No trânsito de Ulaanbaatar
Ulaanbaatar é uma cidade com 1,6 milhão de habitantes, mas parece ter muito mais. Ficamos ontem 3 horas no trânsito para andar 5 quilômetros — em toda a nossa viagem e considerando São Paulo, nunca vi um trânsito assim. E era no meio da tarde! Uma das causas para tanto trânsito é a configuração da cidade. Ulaanbaatar não tem ruas; apenas avenidas e vielas. Você sai de uma avenida com 3 faixas de cada lado e entra diretamente em uma viela onde mal cabe o carro, e sem calçadas — o carro tem de disputar o espaço com o pedestre. E com outros carros também, afinal só há semáforos nas principais avenidas.
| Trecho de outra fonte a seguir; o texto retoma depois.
PR #994, opened 2018-05-11
Fix MNIST MLP model

okhat:
Removed ReLu activation present just before softmax.
(It's not a good idea to have ReLu > Softmax immediately. The test accuracy of the model is now much better.)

Outro motivo para tanto congestionamento é a falta de transporte público. Há apenas alguns ônibus na cidade e não há metrô nem bonde. Isso faz com que Ulaanbaatar seja o pior pesadelo do Uber: para suprir a falta de transporte público, qualquer carro vira táxi. A coisa é simples: você está indo a um lugar qualquer e, no caminho, vê uma pessoa com o braço levantado. Você para e pergunta para onde ela quer ir; se os destinos baterem, pronto, você está sendo remunerado pela carona. Seu odômetro vira o taxímetro: mil tugriks (a moeda da Mongólia) por cada quilômetro rodado. O problema é ficar na calçada com o braço estendido por um tempão, já que não dá para distinguir carro de táxi e, se você abaixar o braço, pode perder uma carona.
A cidade tem basicamente três tipos de carros: os muito novos, os muito velhos e os híbridos, que podem ser novos e velhos. Em comum, todos estes carros são japoneses. E se Ulaanbaatar é o pesadelo do Uber, pode ser também o sonho da Califórnia: eu nunca vi tantos carros híbridos andando em uma cidade como eu vi aqui. O motivo é simples: a Mongólia não tem fábrica de carros e precisa importar, principalmente do Japão. Ao importar um veículo convencional, há dois impostos: o da compra e o do motor, quanto mais potente, maior o imposto. Carros híbridos, porém, não pagam o imposto sobre motor, porque poluem menos. Por isso, acabam sendo mais baratos do que os demais carros.
Ulaanbaatar, por ser a capital, concentra mais da metade da população total do país. São 3 milhões de mongóis vivendo no 18° maior país do mundo — a Mongólia possui a menor densidade populacional do planeta. Ulaanbaatar é considerada a capital mais fria do globo. Agora, no verão, faz 7°C e o céu é completamente cinza. E apesar de tudo isso, o mongol é gente fina pacas.